From the measurement results shown in FIG. 2, a good correlation was observed between the glucose concentration and the output current.

(Effect of the Invention) The biological material-immobilized electrode according to the present invention, as described above,
By having a structure in which a thin metal wire coated with a biomaterial-immobilized film is inserted into the hollow needle at the tip portion, a voltage is applied using the hollow needle and the metal thin wire inserted in the biomaterial as both electrodes. At that time, the chemical change induced by the biological substance is detected as an electric signal, so that it can effectively function as a sensor for an artificial organ.

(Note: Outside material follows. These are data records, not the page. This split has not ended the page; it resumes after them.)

PR #1460, opened 2024-03-03
Update primitive options

jyu00:
### Summary

Update primitive options to match server side support 

### Details and comments
Fixes #


qiskit_ibm_runtime/options/options.py
```diff
@@ -123,48 +124,78 @@ def _set_if_exists(name: str, _inputs: dict, _options: dict) -> None:
...
             "twirling",
-            "dynamical_decoupling",
-            "seed_estimator",
         ]:
-            _set_if_exists(fld, inputs, options_copy)
+            _set_if_exists(fld, output_options, options_copy)
+
+        resilience_options = output_options.get("resilience", {})
+        # Convert zne/pec settings to layer mitigation
+        layer_mitigation = []
```
ihincks, line 150: Please check if this should be a string or a list, because I think it needs to match Literal["zne", "pec"] | None.

(I also left another comment wrt this discrepancy)

qiskit_ibm_runtime/options/options.py
```diff
@@ -123,48 +124,78 @@ def _set_if_exists(name: str, _inputs: dict, _options: dict) -> None:
...
+            if new_keys:
+                output_options["experimental"] = new_keys
 
         # Remove image
-        inputs.pop("image", None)
+        output_options.pop("image", None)
 
-        inputs["version"] = OptionsV2._VERSION
-        _remove_dict_unset_values(inputs)
+        output_options["version"] = OptionsV2._VERSION
```
ihincks, line 192: Should the version go in "inputs" instead? I know the options get flattened elsewhere, so maybe it doesn't make a difference, but if we switch that, I believe the version will be in the wrong spot.

test/unit/test_estimator.py
```diff
@@ -129,32 +129,32 @@ def test_run_default_options(self):
...
             ),
             (
                 EstimatorOptions(optimization_level=1),  # pylint: disable=unexpected-keyword-arg
                 {"transpilation": {"optimization_level": 1}},
             ),
             (
                 {
-                    "optimization_level": 1,
-                    "execution": {"shots": 100},
+                    "default_precision": 0.5,
```
ihincks, line 141: fwiw this would correspond to like 4 shots. I assume this doesn't matter in this test. Set to 0.1 for ~100 shots.

ihincks (commented):
Thanks @jyu00 ! This is looking great.

qiskit_ibm_runtime/base_primitive.py
```diff
@@ -132,17 +132,18 @@ def _run(self, pubs: Union[list[EstimatorPub], list[SamplerPub]]) -> RuntimeJob:
         primitive_inputs = {"pubs": pubs}
         options_dict = asdict(self.options)
         self._validate_options(options_dict)
-        primitive_inputs.update(self._options_class._get_program_inputs(options_dict))
+        primitive_options = self._options_class._get_program_inputs(options_dict)
+        primitive_inputs.update(primitive_options)
```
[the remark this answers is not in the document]
jyu00: I'm not sure what you meant. This will output something like

```
{"pubs": ..., "options": {...}, "resilience_level": 1}
```

to match what you have in your PR.

qiskit_ibm_runtime/options/dynamical_decoupling_options.py
```diff
@@ -0,0 +1,53 @@
...
+            ``pulse_alignment`` is specified. This sometimes results in the duration of the
+            created sequence being shorter than the idle time that you want to fill with the
+            sequence, i.e. `extra slack`. This option takes following values.
+
+            * ``"middle"``: Put the extra slack to the interval at the middle of the sequence.
+            * ``"edges"``: Divide the extra slack as evenly as possible into intervals at
+              beginning and end of the sequence.
+
+        scheduling_method: Whether to schedule gates as soon as ("asap") or
+            as late as ("alap") possible.
```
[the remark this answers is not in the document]
jyu00: I was debating whether to document the defaults here, or in the [IQP doc](https://docs.quantum.ibm.com/run), or both. Having them here has the disadvantage that down level provider will have the outdated information if the default changes on the server side. But maybe we can just add a disclaimer to that 🤔

qiskit_ibm_runtime/options/estimator_options.py
```diff
@@ -58,55 +79,36 @@ class EstimatorOptions(OptionsV2):
...
     """
 
     # Sadly we cannot use pydantic's built in validation because it won't work on Unset.
+    default_precision: Union[UnsetType, float] = Unset
+    default_shots: Union[UnsetType, int] = Unset
     optimization_level: Union[UnsetType, int] = Unset
     resilience_level: Union[UnsetType, int] = Unset
-    dynamical_decoupling: Union[UnsetType, DDSequenceType] = Unset
     seed_estimator: Union[UnsetType, int] = Unset
+    dynamical_decoupling: Union[DynamicalDecouplingOptions, Dict] = Field(
```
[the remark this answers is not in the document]
jyu00: It is exactly to signal to users that it's a valid coercion type, and that they don't need to import/pass  `DynamicalDecouplingOptions`.

qiskit_ibm_runtime/options/resilience_options.py
```diff
@@ -34,115 +34,60 @@
...
-    # TREX
-    measure_noise_mitigation: Union[UnsetType, bool] = Unset
-    # TODO: measure_noise_local_model
-
-    # ZNE
+    measure_mitigation: Union[UnsetType, bool] = Unset
+    measure_noise_learning: Union[MeasureNoiseLearningOptions, Dict] = Field(
+        default_factory=MeasureNoiseLearningOptions
+    )
     zne_mitigation: Union[UnsetType, bool] = Unset
```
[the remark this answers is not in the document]
jyu00: Yes, I think it's more intuitive to have them as bools, which also matches `measure_mitigation`.

qiskit_ibm_runtime/options/dynamical_decoupling_options.py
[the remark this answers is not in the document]
ihincks: I'm not sure what would be best. There's also possible defaulting at the endpoint schema level.

qiskit_ibm_runtime/base_primitive.py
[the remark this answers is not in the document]
ihincks: Oh great, I just misunderstood your code.

qiskit_ibm_runtime/options/options.py
ihincks: Am I also wrong here? Please resolve if so.

qiskit_ibm_runtime/options/utils.py
```diff
@@ -61,13 +64,23 @@ def set_default_error_levels(
...
+
+
+def reomve_empty_dict(in_dict: dict) -> None:
+    """Remove empty dictionaries."""
+    for key, val in list(in_dict.items()):
+        if isinstance(val, dict):
+            if val:
+                reomve_empty_dict(val)
+            if not val:
+                del in_dict[key]
```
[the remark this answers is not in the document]
jyu00: fixed in [7e49516](https://github.com/Qiskit/qiskit-ibm-runtime/pull/1460/commits/7e49516094b89c40f7cb69ca8541a6e9b51c7e5f)

qiskit_ibm_runtime/options/options.py
jyu00: You were right. It's fixed in [7e49516](https://github.com/Qiskit/qiskit-ibm-runtime/pull/1460/commits/7e49516094b89c40f7cb69ca8541a6e9b51c7e5f)

ihincks:
This PR LGTM. Holding off on approval until we agree on how to synchronize server-side efforts.

qiskit_ibm_runtime/options/twirling_options.py
```diff
@@ -30,29 +30,34 @@ class TwirlingOptions:
     """Twirling options.
 
     Args:
-        gates: Whether to apply 2-qubit gate twirling.
-            By default, gate twirling is enabled for resilience level >0.
+        enable_gates: Whether to apply 2-qubit gate twirling. Default: False.
 
-        measure: Whether to apply measurement twirling.
-            By default, measurement twirling is enabled for resilience level >0.
+        enable_measure: Whether to apply measurement twirling. Default: True.
```
chriseclectic, line 35: This should be more clear that it only applys to expectation value measurements, not any measurements in the pub circuit.

qiskit_ibm_runtime/options/resilience_options.py
```diff
@@ -34,115 +34,63 @@
...
-        zne_noise_factors: An list of real valued noise factors that determine by what amount the
-            circuits' noise is amplified.
-            Only applicable if ZNE is enabled.
+        zne: Additional zero noise extrapolation mitigation options.
+            See :class:`ZneOptions` for all options.
 
-        zne_extrapolator: An extrapolation strategy. One or more of ``"exponential"``,
-            ``"double_exponential"``, and ``"linear"``.
-            Only applicable if ZNE is enabled.
+        pec_mitigation: Whether to turn on Probabilistic Error Cancellation error mitigation method.
```
chriseclectic, line 57: Since pec and zne mitigation are mutually exclusive, why not have a single option like on the server side that has to be set to PEC or ZNE?

qiskit_ibm_runtime/options/layer_noise_learning_options.py
```diff
@@ -0,0 +1,75 @@
...
+        These options are only used when the resilience level or options specify a
+        technique that requires layer noise learning.
+
+    Args:
+        max_layers_to_learn: The max number of unique layers to learn.
+            A ``None`` value indicates that there is no limit.
+            If there are more unique layers present, then some layers will not be learned or
+            mitigated. The learned layers are prioritized based on the number of times they
+            occur in a set of run estimator PUBs, and for equally occurring layers are
+            further sorted by the number of two-qubit gates in the layer. Default: 20.
```
chriseclectic, line 42: The default of 20 is way to high, this could easily timeout an 8 hour job just with learning. In V1 the default was 3 or 4 and we should use the same here unless a user explicitly changes it.

qiskit_ibm_runtime/options/measure_noise_learning_options.py
```diff
@@ -0,0 +1,41 @@
...
+
+    .. note::
+        These options are only used when the resilience level or options specify a
+        technique that requires measurement noise learning.
+
+    Args:
+        meas_num_randomizations: The number of random circuits to draw for the measurement
+            learning experiment. Default: 32.
+
+        meas_shots_per_randomization: The number of shots to use for the learning experiment
```
chriseclectic, line 32: The `"auto"` is the default value here, we should also document the default heuristic which scales the total number of shots with the pub precision and number of basis observable being measureed

qiskit_ibm_runtime/options/measure_noise_learning_options.py
```diff
@@ -0,0 +1,41 @@
...
+            per random circuit.
+    """
+
+    meas_num_randomizations: Union[UnsetType, int] = Unset
```
chriseclectic, line 36:
```suggestion
    num_randomizations: Union[UnsetType, int] = Unset
```
With nesting, we can keep consistent names for all the sampling options

qiskit_ibm_runtime/options/measure_noise_learning_options.py
```diff
@@ -0,0 +1,41 @@
...
+    meas_shots_per_randomization: Union[UnsetType, int] = Unset
```
chriseclectic, line 37:
```suggestion
    shots_per_randomization: Union[UnsetType, int, Literal["auto"]] = Unset
```

qiskit_ibm_runtime/options/twirling_options.py
```diff
@@ -30,29 +30,34 @@ class TwirlingOptions:
...
+
+        num_randomizations: The number of random samples to use when twirling or
+            peforming sampled mitigation.
```
chriseclectic, line 38: A default value of `"auto"` should be documented here.

qiskit_ibm_runtime/options/twirling_options.py
```diff
@@ -30,29 +30,34 @@ class TwirlingOptions:
...
+
+        shots_per_randomization: The number of shots to run for each random sample.
```
chriseclectic, line 40: Same here (default "auto")

qiskit_ibm_runtime/options/twirling_options.py
```diff
@@ -30,29 +30,34 @@ class TwirlingOptions:
...
-            Default: ``"active-accum"`` for resilience levels 0, 1, 2. ``"active"`` for
-                     resilience level 3.
+            Default: "active-accum".
     """
 
-    gates: Union[UnsetType, bool] = Unset
-    measure: Union[UnsetType, bool] = Unset
+    enable_gates: Union[UnsetType, bool] = Unset
+    enable_measure: Union[UnsetType, bool] = Unset
+    num_randomizations: Union[UnsetType, int] = Unset
```
chriseclectic, line 59:
```suggestion
    num_randomizations: Union[UnsetType, int, Literal["auto"]] = Unset
```

qiskit_ibm_runtime/options/twirling_options.py
```diff
@@ -30,29 +30,34 @@ class TwirlingOptions:
...
+    shots_per_randomization: Union[UnsetType, int] = Unset
```
chriseclectic, line 60:
```suggestion
    shots_per_randomization: Union[UnsetType, int, Literal["auto"]] = Unset
```

qiskit_ibm_runtime/options/sampler_options.py
```diff
@@ -14,62 +14,38 @@
...
-from .utils import Dict, Unset, UnsetType, skip_unset_validation
+from .utils import Dict, Unset, UnsetType
 from .execution_options import ExecutionOptionsV2
-from .twirling_options import TwirlingOptions
 from .options import OptionsV2
 from .utils import primitive_dataclass
+from .dynamical_decoupling_options import DynamicalDecouplingOptions
 
 DDSequenceType = Literal["XX", "XpXm", "XY4"]
 MAX_OPTIMIZATION_LEVEL: int = 1
```
chriseclectic, line 26:
```suggestion
```
Don't think these are needed here anymore

qiskit_ibm_runtime/options/estimator_options.py
```diff
@@ -12,101 +12,108 @@
...
+            collection of qubit-wise commuting observables for some specific circuit/parameter
+            value set to create a single measurement with basis rotations that is inserted into
+            hardware executions.
+
+            If twirling is enabled, the value of this option will be divided over circuit,
+            randomizations, with a smaller number of shots per randomization. See the
+            :attr:`~twirling` options.
+
+
         optimization_level: How much optimization to perform on the circuits.
```
chriseclectic, line 62: Is optimization_level current used for anything? If not I suggest we remove it and only add it back later when it is used for something. If it is used for something it should be documented as something more specific than "light optimization"

qiskit_ibm_runtime/options/estimator_options.py
```diff
@@ -12,101 +12,108 @@
...
             * 1: light optimization
 
+            Default: 1.
+
         resilience_level: How much resilience to build against errors.
             Higher levels generate more accurate results,
             at the expense of longer processing times.
 
             * 0: No mitigation.
             * 1: Minimal mitigation costs. Mitigate error associated with readout errors.
```
chriseclectic, line 76: Should we add a bit more of a summary of what these do here? 

Maybe we should use `measure` error terminology like in the resilience options
```suggestion
            * 1: Minimal mitigation costs. Apply measure twirling and mitigate error associated with measure errors.
```

qiskit_ibm_runtime/options/estimator_options.py
```diff
@@ -12,101 +12,108 @@
...
             * 2: Medium mitigation costs. Typically reduces bias in estimators but
```
chriseclectic, line 77: If you wanted to add more detail here it could be something like level 1 methods supplemented with gate twirling and zero noise extrapolation layer noise mitigation.

qiskit_ibm_runtime/options/estimator_options.py
```diff
@@ -12,101 +12,108 @@
...
-
-        simulator: Simulator options. See
-            :class:`SimulatorOptions` for all available options.
-
+        experimental: Experimental options.
     """
 
     # Sadly we cannot use pydantic's built in validation because it won't work on Unset.
+    default_precision: Union[UnsetType, float] = Unset
+    default_shots: Union[UnsetType, int] = Unset
```
chriseclectic, line 104: This one None is an allowed value, since it is only used to override default_precision (which always has to be float)
```suggestion
    default_shots: Union[UnsetType, int, None] = Unset
```

chriseclectic (changes requested):

qiskit_ibm_runtime/options/estimator_options.py
jyu00: There is a link to the docs that goes into more details, including what's done for each level, and what each method is about (at least there will be once docs are updated for V2)  .

qiskit_ibm_runtime/options/estimator_options.py
jyu00: There is a link to the docs that goes into more details, including what's done for each level, and what each method is about (at least there will be once docs are updated for V2) .

qiskit_ibm_runtime/options/estimator_options.py
jyu00: How would `None` be different from `Unset`?

qiskit_ibm_runtime/options/measure_noise_learning_options.py
jyu00: `"auto"` is essentially saying "use whatever the server decides", which is the same as `Unset`.

qiskit_ibm_runtime/options/measure_noise_learning_options.py
jyu00: So `qiskit-ibm-runtime` allows flat kwargs when updating an option. For example, I can do 
```
estimator.options.update(meas_num_randomizations=16)
```
instead of
```
estimator.options.update({"resilience": {"layer_noise_learning": {"meas_num_randomizations": 16} }})
```

The caveat is the options cannot have the same names, hence the renaming.

qiskit_ibm_runtime/options/resilience_options.py
jyu00: Two reason: (1) it's easier to code, like you don't need to know which methods are available, and (2) it matches the other switches, like `measure_mitigation` and `dynamical_decouplig.enable`. 

There is a check to verify they're not both specified.

qiskit_ibm_runtime/options/twirling_options.py
jyu00: Same as my other comment, isn't `"auto"` the same as `Unset`? i.e. use server's auto detection

qiskit_ibm_runtime/options/measure_noise_learning_options.py
chriseclectic: Unset might mean let server decide, but `Literal["auto"]` is only an allowed value for certain options (like this one), and if that is the server default it means the server will choose a value based on some heuristics, not just the server will choose a fixed value.

In absence of having an exact description of the heuristic here, which would probably be better in API docs like you say, we could just say something like: if `"auto"` this value will be chosen automatically basedo n the input pubs (Default `"auto"`), or something along those lines

qiskit_ibm_runtime/options/measure_noise_learning_options.py
chriseclectic: You already have this name twice in `layer_noise_learning` and `twirling`

ihincks: It seems like the update method is really limiting our ability to use nested options effectively. It's unusual to have restrictions on names for things in different namespaces. I'd rather see the update method changed than have this restriction.  I'm also not convinced that update should be thought of as a good way to set a single option, more of as a way to update a whole bunch of options in a script.

You get nice tab-completion with this:
```
estimator.options.resilience.layer_noise_learning.num_randomizations = 50
```

jyu00: oh I missed that! I guess I'll remove it for now even though I really hate having to do 3-layers of nested dictionary 😞

qiskit_ibm_runtime/options/measure_noise_learning_options.py
ihincks: Off the top of my head, all of the places where we have "auto", the default value is "auto". To me, this sort of means that Unset is fine until and if that changes. Doesn't mean we can't describe it. In some places, we do distinguish between None and "auto", where "auto" means "it will have a value, but we'll choose it for you later" and None means "this thing won't ever have a value".

jyu00: Updated in [db05269](https://github.com/Qiskit/qiskit-ibm-runtime/pull/1460/commits/db052691a0591c4cff71c6c7156e4b5c9f7dad1b)

qiskit_ibm_runtime/options/estimator_options.py
```diff
@@ -12,101 +12,114 @@
...
 class EstimatorOptions(OptionsV2):
-    """Options for EstimatorV2.
+    """Options for V2 Estimator.
 
     Args:
+        default_precision: The default precision to use for any PUB or ``run()``
+            call that does not specify one.
+            Each estimator pub can specify its own precision. If the ``run()`` method
+            is given a precision, then that value is used for all PUBs in the ``run()``
+            call that do not specify their own. Default: 0.02.
```
ihincks, line 44: The default is actually  0.015625, which is a weird number, because its 1 / sqrt(4096), since 4096 was the previous default shots.

mberna (approved):

qiskit_ibm_runtime/options/layer_noise_learning_options.py
chriseclectic: Maybe just remove the default for now then and we can add something back in later
```suggestion
            further sorted by the number of two-qubit gates in the layer.
```

chriseclectic (approved):
one minor comment, but not critical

Since the size of the biomaterial-immobilized electrode is about the same as a normal injection needle, it can be easily inserted into and removed from the body when used as a sensor for implanting in the body, facilitating maintenance of the sensor. In addition, since the thin metal wire coated with the biomaterial immobilization membrane is held in the center of the hollow needle or extracted from the hollow needle, the biomaterial is immobilized at the time of insertion and extraction. There is no risk of film peeling or damage.

Since the biological material-immobilized film is coated only on the tip portion of the thin metal wire, the thickness of the immobilization material film is reduced to provide a high-speed response.

[Brief description of drawings]

FIG. 1 is a cross-sectional view of a structural example of a biological material-immobilized electrode according to the present invention, and FIG. 2 is a chart of measurement results using the biological material-immobilized electrode according to the present invention. 1 ... Hollow needle, 2 ... Metal wire, 3 ... Biomaterial immobilization film, 4 ... Insulation film.

Claims (1)

[Scope of utility model registration request] 1. A biomaterial having a hollow needle (1) and a thin metal wire (2) which is detachably inserted into the hollow needle (1) with a biomaterial-immobilized film (3) coated on the surface of the tip. Fixed electrode.